Dr. Tariq Hendawi—an orthopedic surgeon and team physician with the Texas Rangers—points out that one way or another, kids are going to play.

“If you tell them they can’t do football or soccer, they’re still going to play sports; they’re just going to do it at recess or on the street with their friends,” notes Hendawi, a father of two who practices with TMI Sports Medicine and Orthopedic Surgery and is on staff at Medical City Arlington. “And they’re probably more at risk than playing an organized sport, because they don’t know the right techniques and their muscles aren’t as developed.”

Hendawi adds that in high-impact contact sports, there’s significant research going into how protective gear is designed, and rules take safety into higher consideration.

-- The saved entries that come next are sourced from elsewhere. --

PR #210, opened 2020-07-08
Test binner class

sjperkins:
- [ ] Tests added / passed

  ```bash
  $ py.test -v -s africanus
  ```

  ```
  $ autopep8 -r -i africanus
  $ flake8 africanus
  $ pycodestyle africanus
  ```

  To build the docs locally:

  ```
  cd docs
  READTHEDOCS=True make html
  ```


sjperkins:
@smasoka I've rebased your **test_Binner_class** branch ontop of the **time-and-channel-bda** branch.

This will make it easier to integrate your test cases into #173, which in turn can be merged into master when ready.

There are some conflicts, but they should be easy enough to resolve by merging **time-and-channel-bda** into **test_Binner_class**

sjperkins:
binner test case extensions

- Select a small subset of existing test data fixtures OR setup a small test data subset that exercises the code paths described below

- Then test the following functions in the following ways:

- Binner.start_bin
- Binner.add_row cases:
   - auto correlation case
   - adding row causes decorrelation case (returns False)
   - adding row does not decorrelation case (returns True)
- Binner.finalise_bin cases:
   - bin contains single value case.
   - auto corrrelation case.
   - bin contains multiple values.

PR #219, opened 2020-08-26
Use Sentry Literals in the Perley Polyhedron Gridder

sjperkins:
- [ ] Tests added / passed

  ```bash
  $ py.test -v -s africanus
  ```

  If the pep8 tests fail, the quickest way to correct
  this is to run `autopep8` and then `flake8` and
  `pycodestyle` to fix the remaining issues.

  ```
  $ pip install -U autopep8 flake8 pycodestyle
  $ autopep8 -r -i africanus
  $ flake8 africanus
  $ pycodestyle africanus
  ```

- [ ] Fully documented, including `HISTORY.rst` for all changes
      and one of the `docs/*-api.rst` files for new API

  To build the docs locally:

  ```
  pip install -r requirements.readthedocs.txt
  cd docs
  READTHEDOCS=True make html
  ```

PR #222, opened 2020-09-23
Reintroduce Perley-Polyhedron Gridder

bennahugo:
Reverts ska-sa/codex-africanus#220


bennahugo:
Need to try and undo the mess created by the revert. I will be basing off this branch to make the necessary workaround for the numba 0.5 bug

o-smirnov:
Nothing like a revert of a revert to pervert one's brain!

sjperkins:
@bennahugo Would you not prefer to work from #219 whose point was to retain the state of the PR prior to the revert?

sjperkins:
Whatever works though, this has green lights on the test suite.

bennahugo:
@sjperkins that has rather large changes with SanitaryLiterals. I think the issue is not in the use of SanitaryLiterals but in the way the new numba compiler handles literals. It seems you cannot create a stack of nested literals in a jit function called by another jit function. All ```literally``` calls must take place in the first jit function the compiler encounters on the stack, so I strongly suspect this is a compiler bug in numba >=0.5

sjperkins:
> @sjperkins that has rather large changes with SanitaryLiterals. I think the issue is not in the use of SanitaryLiterals but in the way the new numba compiler handles literals. It seems you cannot create a stack of nested literals in a jit function called by another jit function. All `literally` calls must take place in the first jit function the compiler encounters on the stack, so I strongly suspect this is a compiler bug in numba >=0.5

All good!

sjperkins:
I think the numba version needs changing in the setup.py?

bennahugo:
woops sorry you are right. I only upgraded locally

sjperkins:
Well that was easy enough! Green lights. Let me give it a quick once over, unless there's more you wish to do?

bennahugo:
Sure go ahead. The issue is simplified to the simplest possible reproducer that mimics this issue in https://github.com/numba/numba/issues/6274

sjperkins:
@bennahugo I'm a bit confused. Were you intending to post this on the related issue #219?

This is the PR reintroducing the gridder.

sjperkins:
Happy to review though.

bennahugo:
> @bennahugo I'm a bit confused. Were you intending to post this on the related issue #219?
> 
> This is the PR reintroducing the gridder.

No, I just mentioned the post where I've reproduced the workaround for compiler bug that causes the failure on numba version 0.51.2 in a simpler case if you wanted to comment

sjperkins:
> > @bennahugo I'm a bit confused. Were you intending to post this on the related issue #219?
> > This is the PR reintroducing the gridder.
> 
> No, I just mentioned the post where I've reproduced the workaround for compiler bug that causes the failure on numba version 0.51.2 in a simpler case if you wanted to comment

Ah! I'll take a look at that too.

HISTORY.rst
```diff
@@ -6,6 +6,8 @@ History
 ------------------
 * Add wrapper for ducc0.wgridder (:pr:204`)
 * Correct Irregular Grid nesting in BeamAxes (:pr:`217`)
+* Add Perley Polyhedron Faceting Gridder/Degridder (:pr:`202`, :pr:`215`)
```
sjperkins, line 9: Could you start a new version section in the changelog that also mentions this PR? e.g.:

```
0.2.7 (YYYY-MM-DD)
----------------------------
* Add Perley Polyhedron Faceting Gridder/Degridder (:pr:`202`, :pr:`215`, :pr:`222`)

```

africanus/gridding/perleypolyhedron/kernels.py
```diff
@@ -0,0 +1,178 @@
...
+
+@requires_optional('scipy', scipy_import_error)
+def kbsinc(W, b=None, oversample=5, order=15):
+    """
+    Modified keiser bessel windowed sinc (Jackson et al.,
+    IEEE transactions on medical imaging, 1991)
+    with a modification of higher order bessels as default, as
+    this improves the kernel at low number of taps.
+    """
+    autocoeffs = np.polyfit(
```
sjperkins, line 55: Could the definition of this be moved outside the kbsinc function?

africanus/gridding/perleypolyhedron/kernels.py
```diff
@@ -0,0 +1,178 @@
...
+
+
+def hanningsinc(W, a=0.5, oversample=5):
+    """
+    Basic hanning windowed sinc
+    """
+    autocoeffs = np.polyfit([1.5, 2.0, 2.5, 3.0, 3.5],
+                            [0.7600, 0.7146, 0.6185, 0.5534, 0.5185], 3)
+    if a is None:
+        a = np.poly1d(autocoeffs)((W + 2))
```
sjperkins, line 75: Similarly to kbsinc, could the autocoeffs be moved outside?

africanus/gridding/perleypolyhedron/kernels.py
```diff
@@ -0,0 +1,178 @@
...
+        b = np.poly1d(autocoeffs)((W + 2))
+
+    u = uspace(W, oversample)
+    wnd = jn(order, b * np.sqrt(1 - (2 * u /
+                                     ((W + 2) + 1))**2)) * 1 / ((W + 2) + 1)
+    res = sinc(W, oversample=oversample) * wnd * np.sum(wnd)
+    return res / np.sum(res)
+
+
+def hanningsinc(W, a=0.5, oversample=5):
```
sjperkins, line 68: Shouldn't None be the default value for ``a``?

```suggestion
def hanningsinc(W, a=None, oversample=5):
```

africanus/gridding/perleypolyhedron/tests/test_daskintrf.py
```diff
@@ -0,0 +1,367 @@
...
+                               c(d0)],
+                              [c(d0) * c(h0), -c(d0) * s(h0),
+                               s(d0)]])
+                uvw[n * ntime + ih0, :] = np.dot(R, blpos[n, :].T)
+        uvw = da.from_array(uvw, chunks=(row_chunks, 3))
+        pxacrossbeam = 5
+        nchan = 128
+        frequency = da.from_array(np.linspace(1.0e9, 1.4e9, nchan),
+                                  chunks=(nchan, ))
+        wavelength = 299792458.0 / frequency
```
sjperkins, line 75: It's possible to use the lightspeed definition from constants

```
from africanus.constants import c as lightspeed
```

africanus/gridding/perleypolyhedron/tests/test_daskintrf.py
```diff
@@ -0,0 +1,367 @@
...
+                               oversample=OS)
+    nrow = int(5e4)
+    uvw = np.column_stack(
+        (5000.0 * np.cos(np.linspace(0, 2 * np.pi, nrow)),
+            5000.0 * np.sin(np.linspace(0, 2 * np.pi, nrow)), np.zeros(nrow)))
+
+    pxacrossbeam = 10
+    nchan = 1024
+    frequency = np.array(np.linspace(1.0e9, 1.4e9, nchan))
+    wavelength = np.array([299792458.0 / f for f in frequency])
```
sjperkins, line 218: The ``np.array`` and list comprehensions aren't strictly necessary:

```python
from africanus.constants import c as lightspeed

frequency = np.linspace(1.0e9, 1.4e9, nchan)
wavelength = lightspeed / frequency
```

africanus/gridding/perleypolyhedron/tests/test_daskintrf.py
```diff
@@ -0,0 +1,367 @@
...
+    nrow = int(5e4)
+    nrow_chunk = nrow // 32
+    uvw = np.column_stack(
+        (5000.0 * np.cos(np.linspace(0, 2 * np.pi, nrow)),
+            5000.0 * np.sin(np.linspace(0, 2 * np.pi, nrow)), np.zeros(nrow)))
+
+    pxacrossbeam = 10
+    nchan = 1024
+    frequency = np.array(np.linspace(1.0e9, 1.4e9, nchan))
+    wavelength = np.array([299792458.0 / f for f in frequency])
```
sjperkins, line 270: The ``np.array`` and list comprehensions aren't strictly necessary:

```python
from africanus.constants import c as lightspeed

frequency = np.linspace(1.0e9, 1.4e9, nchan)
wavelength = lightspeed / frequency
```

africanus/gridding/perleypolyhedron/tests/test_daskintrf.py
```diff
@@ -0,0 +1,367 @@
...
+    nrow = 100
+    nrow_chunk = nrow // 8
+    uvw = np.column_stack(
+        (5000.0 * np.cos(np.linspace(0, 2 * np.pi, nrow)),
+            5000.0 * np.sin(np.linspace(0, 2 * np.pi, nrow)), np.zeros(nrow)))
+
+    pxacrossbeam = 10
+    nchan = 16
+    frequency = np.array(np.linspace(1.0e9, 1.4e9, nchan))
+    wavelength = np.array([299792458.0 / f for f in frequency])
```
sjperkins, line 324: The ``np.array`` and list comprehensions aren't strictly necessary:

```python
from africanus.constants import c as lightspeed

frequency = np.linspace(1.0e9, 1.4e9, nchan)
wavelength = lightspeed / frequency
```

sjperkins (changes requested):
Some minor nits, but otherwise this is good to go.

sjperkins:
@bennahugo One final request: Could you rename the **lambdas** arguments to **wavelengths** in the gridder and degridder calls? I think its more explicit.

africanus/gridding/perleypolyhedron/kernels.py
bennahugo: Don't think so it is specific for the function (the coefficents are not the same - see the original Jackson paper).

africanus/gridding/perleypolyhedron/kernels.py
bennahugo: well spotted yes will fix

africanus/gridding/perleypolyhedron/kernels.py
sjperkins: Ok, but you could have _kb_coeffs and _hanning_coeffs globals, for instance. They're constant and private by convention.

bennahugo:
Fixes the issues raised apart from the coefficients which are function specific so I don't think they should be moved outside the function?? uvlambda is a common expression for stating uv measured in lambda - which is what was meant in the gridder interface. I've changed it though

sjperkins (approved):

sjperkins:
Squashed into master. I'm very glad this is now in!

I'm aiming to push a release out today.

And if you are worried about injury, one answer may be more sports, not fewer. “The main thing we try to do—especially in patients who have not reached skeletal maturity or puberty—is recommend playing multiple sports,” says Hendawi. “One of the biggest issues now is overuse from playing the same sport, playing on multiple teams [for that sport] during the year.”

Besides allowing the body to develop fully, diversifying athletic interests can help when a child has already suffered an injury. After cheer, Sloan took up cross-country. “It’s not the same, but it gave Sloan something to do,” says Janeen. “I think that was the most important thing I could do—[encourage her to] fill that void.”

Force says Janeen has just the right idea. “You have to help your child know what’s out therebeyond the sport they know,” she advises.

As a sport psychologist, Force works with injured athletes to improve their rehab outcomes and chances of returning to play. “It’s important not to get too down,” she says. “We want to sustain their motivation, set goals and help them learn skills like mindfulness and relaxation. They need to find helpful thoughts.”

Janeen says for Sloan, “talking—well, really listening” to her coaches (some of whom had also suffered injuries) was instrumental in finding her new normal. “And give them something they can control,” Janeen suggests. “Support them in finding something else they can do, but it has to be their decision.”

Sloan will be back to tumbling and stunting as soon as she is cleared. Bottom line, says Hendawi: You can’t keep your kid in a bubble. Injuries happen. But he emphasizes that doesn’t mean sports should be banned from your child’s life. “I will never tell a child he shouldn’t be active.”